EXERCISE DIRECTIONS: The answer should contain each record below, repeated exactly.

Data records:
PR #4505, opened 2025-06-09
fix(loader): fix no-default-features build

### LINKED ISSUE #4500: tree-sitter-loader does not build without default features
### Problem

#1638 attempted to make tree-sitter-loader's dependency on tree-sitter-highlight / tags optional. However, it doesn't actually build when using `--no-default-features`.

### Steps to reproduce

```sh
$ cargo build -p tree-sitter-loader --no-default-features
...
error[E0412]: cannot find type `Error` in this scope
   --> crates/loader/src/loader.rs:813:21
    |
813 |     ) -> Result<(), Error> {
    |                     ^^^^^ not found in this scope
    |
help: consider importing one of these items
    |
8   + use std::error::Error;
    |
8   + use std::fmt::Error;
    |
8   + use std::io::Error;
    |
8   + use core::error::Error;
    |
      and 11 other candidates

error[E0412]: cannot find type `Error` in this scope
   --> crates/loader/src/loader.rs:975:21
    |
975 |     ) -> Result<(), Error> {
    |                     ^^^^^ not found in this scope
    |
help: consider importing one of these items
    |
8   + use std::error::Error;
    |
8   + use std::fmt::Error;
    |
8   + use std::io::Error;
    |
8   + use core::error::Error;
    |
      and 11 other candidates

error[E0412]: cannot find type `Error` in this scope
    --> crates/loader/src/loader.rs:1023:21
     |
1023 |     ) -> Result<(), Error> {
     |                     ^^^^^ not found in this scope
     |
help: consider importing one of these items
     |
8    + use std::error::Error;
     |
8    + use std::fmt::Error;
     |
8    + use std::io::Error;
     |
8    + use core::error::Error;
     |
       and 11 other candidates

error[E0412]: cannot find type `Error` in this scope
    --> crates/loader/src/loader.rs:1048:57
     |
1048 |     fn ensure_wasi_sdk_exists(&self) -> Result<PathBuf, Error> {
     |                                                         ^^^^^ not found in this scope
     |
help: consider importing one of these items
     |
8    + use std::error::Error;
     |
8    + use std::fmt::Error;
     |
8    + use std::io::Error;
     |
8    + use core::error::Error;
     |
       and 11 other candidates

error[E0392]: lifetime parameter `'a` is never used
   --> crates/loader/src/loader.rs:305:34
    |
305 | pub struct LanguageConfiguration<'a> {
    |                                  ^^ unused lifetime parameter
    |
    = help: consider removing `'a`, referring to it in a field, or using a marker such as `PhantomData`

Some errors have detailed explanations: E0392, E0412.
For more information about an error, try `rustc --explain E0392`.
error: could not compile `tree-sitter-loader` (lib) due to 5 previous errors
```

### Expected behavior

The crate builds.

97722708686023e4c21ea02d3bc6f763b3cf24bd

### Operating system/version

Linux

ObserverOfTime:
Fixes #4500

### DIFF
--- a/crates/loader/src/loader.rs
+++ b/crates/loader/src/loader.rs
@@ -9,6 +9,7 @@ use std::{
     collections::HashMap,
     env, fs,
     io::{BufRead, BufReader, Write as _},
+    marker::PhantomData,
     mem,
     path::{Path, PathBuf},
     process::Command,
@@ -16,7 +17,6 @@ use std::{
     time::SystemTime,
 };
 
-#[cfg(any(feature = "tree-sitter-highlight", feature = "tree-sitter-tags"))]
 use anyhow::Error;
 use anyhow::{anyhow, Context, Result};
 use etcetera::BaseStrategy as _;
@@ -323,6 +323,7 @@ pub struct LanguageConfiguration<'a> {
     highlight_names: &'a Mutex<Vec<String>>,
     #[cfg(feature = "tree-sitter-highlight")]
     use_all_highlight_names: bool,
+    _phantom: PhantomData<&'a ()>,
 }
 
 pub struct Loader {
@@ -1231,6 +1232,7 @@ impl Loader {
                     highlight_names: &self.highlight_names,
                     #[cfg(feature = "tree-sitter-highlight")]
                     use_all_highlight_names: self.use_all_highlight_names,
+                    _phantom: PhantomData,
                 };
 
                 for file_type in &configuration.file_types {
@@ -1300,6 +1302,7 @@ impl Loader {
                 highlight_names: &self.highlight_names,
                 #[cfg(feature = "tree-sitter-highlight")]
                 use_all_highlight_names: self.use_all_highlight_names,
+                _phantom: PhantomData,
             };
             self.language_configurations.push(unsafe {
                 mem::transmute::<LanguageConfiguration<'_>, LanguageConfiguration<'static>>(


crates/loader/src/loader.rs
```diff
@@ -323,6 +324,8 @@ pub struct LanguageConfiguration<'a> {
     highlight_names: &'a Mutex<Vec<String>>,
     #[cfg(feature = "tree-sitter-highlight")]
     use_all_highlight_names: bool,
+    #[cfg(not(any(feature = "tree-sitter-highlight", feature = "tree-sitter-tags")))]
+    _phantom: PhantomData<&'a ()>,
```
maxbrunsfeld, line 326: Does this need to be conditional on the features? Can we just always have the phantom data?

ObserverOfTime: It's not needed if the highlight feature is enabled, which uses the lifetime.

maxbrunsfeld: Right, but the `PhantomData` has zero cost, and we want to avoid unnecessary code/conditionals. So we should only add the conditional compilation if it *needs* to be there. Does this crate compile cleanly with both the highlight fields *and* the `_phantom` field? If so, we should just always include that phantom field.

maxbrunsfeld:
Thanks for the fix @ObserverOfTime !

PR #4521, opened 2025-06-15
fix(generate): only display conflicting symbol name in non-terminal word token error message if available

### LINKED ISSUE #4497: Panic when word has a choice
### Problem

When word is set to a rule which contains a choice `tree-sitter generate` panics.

OUTPUT OF THE EXERCISE:
PR #4505, opened 2025-06-09
fix(loader): fix no-default-features build

### LINKED ISSUE #4500: tree-sitter-loader does not build without default features
### Problem

#1638 attempted to make tree-sitter-loader's dependency on tree-sitter-highlight / tags optional. However, it doesn't actually build when using `--no-default-features`.

### Steps to reproduce

```sh
$ cargo build -p tree-sitter-loader --no-default-features
...
error[E0412]: cannot find type `Error` in this scope
   --> crates/loader/src/loader.rs:813:21
    |
813 |     ) -> Result<(), Error> {
    |                     ^^^^^ not found in this scope
    |
help: consider importing one of these items
    |
8   + use std::error::Error;
    |
8   + use std::fmt::Error;
    |
8   + use std::io::Error;
    |
8   + use core::error::Error;
    |
      and 11 other candidates

error[E0412]: cannot find type `Error` in this scope
   --> crates/loader/src/loader.rs:975:21
    |
975 |     ) -> Result<(), Error> {
    |                     ^^^^^ not found in this scope
    |
help: consider importing one of these items
    |
8   + use std::error::Error;
    |
8   + use std::fmt::Error;
    |
8   + use std::io::Error;
    |
8   + use core::error::Error;
    |
      and 11 other candidates

error[E0412]: cannot find type `Error` in this scope
    --> crates/loader/src/loader.rs:1023:21
     |
1023 |     ) -> Result<(), Error> {
     |                     ^^^^^ not found in this scope
     |
help: consider importing one of these items
     |
8    + use std::error::Error;
     |
8    + use std::fmt::Error;
     |
8    + use std::io::Error;
     |
8    + use core::error::Error;
     |
       and 11 other candidates

error[E0412]: cannot find type `Error` in this scope
    --> crates/loader/src/loader.rs:1048:57
     |
1048 |     fn ensure_wasi_sdk_exists(&self) -> Result<PathBuf, Error> {
     |                                                         ^^^^^ not found in this scope
     |
help: consider importing one of these items
     |
8    + use std::error::Error;
     |
8    + use std::fmt::Error;
     |
8    + use std::io::Error;
     |
8    + use core::error::Error;
     |
       and 11 other candidates

error[E0392]: lifetime parameter `'a` is never used
   --> crates/loader/src/loader.rs:305:34
    |
305 | pub struct LanguageConfiguration<'a> {
    |                                  ^^ unused lifetime parameter
    |
    = help: consider removing `'a`, referring to it in a field, or using a marker such as `PhantomData`

Some errors have detailed explanations: E0392, E0412.
For more information about an error, try `rustc --explain E0392`.
error: could not compile `tree-sitter-loader` (lib) due to 5 previous errors
```

### Expected behavior

The crate builds.

97722708686023e4c21ea02d3bc6f763b3cf24bd

### Operating system/version

Linux

ObserverOfTime:
Fixes #4500

### DIFF
--- a/crates/loader/src/loader.rs
+++ b/crates/loader/src/loader.rs
@@ -9,6 +9,7 @@ use std::{
     collections::HashMap,
     env, fs,
     io::{BufRead, BufReader, Write as _},
+    marker::PhantomData,
     mem,
     path::{Path, PathBuf},
     process::Command,
@@ -16,7 +17,6 @@ use std::{
     time::SystemTime,
 };
 
-#[cfg(any(feature = "tree-sitter-highlight", feature = "tree-sitter-tags"))]
 use anyhow::Error;
 use anyhow::{anyhow, Context, Result};
 use etcetera::BaseStrategy as _;
@@ -323,6 +323,7 @@ pub struct LanguageConfiguration<'a> {
     highlight_names: &'a Mutex<Vec<String>>,
     #[cfg(feature = "tree-sitter-highlight")]
     use_all_highlight_names: bool,
+    _phantom: PhantomData<&'a ()>,
 }
 
 pub struct Loader {
@@ -1231,6 +1232,7 @@ impl Loader {
                     highlight_names: &self.highlight_names,
                     #[cfg(feature = "tree-sitter-highlight")]
                     use_all_highlight_names: self.use_all_highlight_names,
+                    _phantom: PhantomData,
                 };
 
                 for file_type in &configuration.file_types {
@@ -1300,6 +1302,7 @@ impl Loader {
                 highlight_names: &self.highlight_names,
                 #[cfg(feature = "tree-sitter-highlight")]
                 use_all_highlight_names: self.use_all_highlight_names,
+                _phantom: PhantomData,
             };
             self.language_configurations.push(unsafe {
                 mem::transmute::<LanguageConfiguration<'_>, LanguageConfiguration<'static>>(


crates/loader/src/loader.rs
```diff
@@ -323,6 +324,8 @@ pub struct LanguageConfiguration<'a> {
     highlight_names: &'a Mutex<Vec<String>>,
     #[cfg(feature = "tree-sitter-highlight")]
     use_all_highlight_names: bool,
+    #[cfg(not(any(feature = "tree-sitter-highlight", feature = "tree-sitter-tags")))]
+    _phantom: PhantomData<&'a ()>,
```
maxbrunsfeld, line 326: Does this need to be conditional on the features? Can we just always have the phantom data?

ObserverOfTime: It's not needed if the highlight feature is enabled, which uses the lifetime.

maxbrunsfeld: Right, but the `PhantomData` has zero cost, and we want to avoid unnecessary code/conditionals. So we should only add the conditional compilation if it *needs* to be there. Does this crate compile cleanly with both the highlight fields *and* the `_phantom` field? If so, we should just always include that phantom field.

maxbrunsfeld:
Thanks for the fix @ObserverOfTime !

PR #4521, opened 2025-06-15
fix(generate): only display conflicting symbol name in non-terminal word token error message if available

### LINKED ISSUE #4497: Panic when word has a choice
### Problem

When word is set to a rule which contains a choice `tree-sitter generate` panics.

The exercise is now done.